27. The Unruh and Hawking effects, though closely related, are different. For an authoritative account, see Wald (1994).

28. For a review of loop quantum gravity, see Rovelli (2004). For string theory there is little in the middle ground between popularizations (e.g. Greene 1999) and formidably technical treatises. But Zwiebach (2004) is a reasonably accessible text.

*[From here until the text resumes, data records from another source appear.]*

PR #795, opened 2015-07-23
Issue/791

### LINKED ISSUE #791: Affiliate emails being sent to the affiliate's payment email address
@pippinsplugins @fjarrett 

Emails such as the application pending and application accepted are being sent to the affiliate's payment email address. They should be sending to the affiliate's WP email address.

To replicate, simply sign up as an affiliate and enter both an email address and payment email address and you'll receive the emails at the payment email address. 

If you dump out an affiliate's email address onto the page you'll see it's grabbing the payment email:
https://github.com/affiliatewp/AffiliateWP/blob/master/includes/affiliate-functions.php#L336-L337

Since we need to get both the affiliate's email address in certain situations like sending emails, and we also need to grab the payment email we could pass in a new parameter to the function to determine which email we want. 

Ideally, and since this issue has cropped up before I think we should make a new `affwp_get_affiliate_payment_email()` function to keep things simpler, and update any code that needs the payment email address.

ticket: https://secure.helpscout.net/conversation/106671756/13317/

fjarrett:
Resolves #791 

 * Introduces a new `affwp_get_affilaite_payment_email()` function
 * Simplified the exiting `affwp_get_affilaite_email()` function
 * Removed the `get_affiliate_email()` method from the base integrations class that was not necessary
 * Simplified the `is_affilaite_email()` method in the base integrations class
 * The `$this->affiliate_id` property was being set inside other methods but it is already assigned by the `__construct()`...I'm not sure why they were done this way, so I removed them.

Both email getter functions now have a second parameter called `$default` which is optional and defaults to `false`. The idea was to use similar behavior to `get_option()` because there may be times when you really want the payment email, but if it's not available you're OK with using the user account email, or vice versa.

**Update:** I did the same for the `affwp_get_affiliate_login()` helper function too since it was using SQL queries unnecessarily.

### DIFF
--- a/includes/admin/tools/export/class-export-referrals-payout.php
+++ b/includes/admin/tools/export/class-export-referrals-payout.php
@@ -38,7 +38,6 @@ class Affiliate_WP_Referral_Payout_Export extends Affiliate_WP_Referral_Export {
 	public function csv_cols() {
 		$cols = array(
 			'email'         => __( 'Email', 'affiliate-wp' ),
-			'payment_email' => __( 'Payment Email', 'affiliate-wp' ),
 			'amount'        => __( 'Amount', 'affiliate-wp' ),
 			'currency'      => __( 'Currency', 'affiliate-wp' ),
 		);
@@ -90,10 +89,9 @@ class Affiliate_WP_Referral_Payout_Export extends Affiliate_WP_Referral_Export {
 				} else {
 
 					$data[ $referral->affiliate_id ] = array(
-						'email'         => affwp_get_affiliate_email( $referral->affiliate_id ),
-						'payment_email' => affwp_get_affiliate_payment_email( $referral->affiliate_id ),
-						'amount'        => $referral->amount,
-						'currency'      => ! empty( $referral->currency ) ? $referral->currency : affwp_get_currency()
+						'email'    => affwp_get_affiliate_payment_email( $referral->affiliate_id ),
+						'amount'   => $referral->amount,
+						'currency' => ! empty( $referral->currency ) ? $referral->currency : affwp_get_currency()
 					);
 
 					$affiliates[] = $referral->affiliate_id;
--- a/includes/admin/tools/export/class-export-referrals-payout.php
+++ b/includes/admin/tools/export/class-export-referrals-payout.php
@@ -37,9 +37,10 @@ class Affiliate_WP_Referral_Payout_Export extends Affiliate_WP_Referral_Export {
 	 */
 	public function csv_cols() {
 		$cols = array(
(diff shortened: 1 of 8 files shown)


includes/integrations/class-base.php
```diff
@@ -174,57 +174,37 @@ public function reject_referral( $reference = 0 ) {
...
-	}
-
-	/**
-	 * Retrieves the email address of the referring affiliate
-	 *
-	 * @access  public
-	 * @since   1.0
-	 * @return  string
-	 */
-	public function get_affiliate_email() {
```
pippinsplugins: We can't remove this because we don't know if any custom integrations are using it.

pippinsplugins:
I love you for adding unit tests :D

includes/integrations/class-base.php
fjarrett: @pippinsplugins OK thanks.

fjarrett:
:heart:

includes/integrations/class-base.php
fjarrett: @pippinsplugins Added back in https://github.com/affiliatewp/AffiliateWP/commit/ec6250178688e081ef20a6861ae6b4c671b4fd9b.

includes/admin/tools/export/class-export-referrals-payout.php
```diff
@@ -37,9 +37,10 @@ class Affiliate_WP_Referral_Payout_Export extends Affiliate_WP_Referral_Export {
 	 */
 	public function csv_cols() {
 		$cols = array(
-			'email'    => __( 'Email', 'affiliate-wp' ),
-			'amount'   => __( 'Amount', 'affiliate-wp' ),
-			'currency' => __( 'Currency', 'affiliate-wp' ),
+			'email'         => __( 'Email', 'affiliate-wp' ),
+			'payment_email' => __( 'Payment Email', 'affiliate-wp' ),
```
pippinsplugins: We actually have to remove this. PayPal doesn't support it (just applies to payout file)

includes/affiliate-functions.php
```diff
@@ -316,69 +316,74 @@ function affwp_get_affiliate_rate_types() {
...
 
+/**
+ * Retrieves the affiliate's payment email address
+ *
+ * @since  1.7
+ * @param  object|int $affiliate
+ * @param  mixed      $default (optional)
+ * @return mixed
+ */
+function affwp_get_affiliate_payment_email( $affiliate, $default = false ) {
```
pippinsplugins: This should retrieve the `email` if `payment_email` is not set. That way we can always just call `affwp_get_affiliate_payment_email()` when we need to get the payment email.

29. For overviews of these results, see Visser (2003).

30.
This is the so-called *Hadamard condition*, which demands that
the two-point correlation function for the quantum field is of what
is called the Hadamard form.

31.
For a review of the causal set approach with the relevant references,
see Brightwell et al. (2003). A set is called *causal* iff it
is endowed with a binary relation which is transitive, acyclic, and
past-finite, i.e., each element has a finite number of elements to
its past. This relation is interpreted as capturing relations of
causal precedence and thus as encoding the causal structure of
spacetime at the scale of Planck.

32.
“Suggests” rather than “implies” because the
theorem requires the construction of a bijection between the elements
of the causal set and the points of the spacetime manifold to be
emulated. Malament (1977) shows how this bijection, if it preserves
the causal structure, and if both the set and the spacetime are
future- and past-distinguishing, also preserves the topological and
therefore the metrical structure. A spacetime
\((\mathcal{M}, g_{ab})\) is *future- (or
past-) distinguishing* iff for all \(p\) in
\(\mathcal{M}\) and for all open neighborhoods of
\(p\), there exists an open subset of the neighborhood which
contains \(p\) such that no future- (or past-) directed curve
through \(p\) which leaves the subset ever returns to it. Thus,
a future-distinguishing spacetime cannot contain CTCs.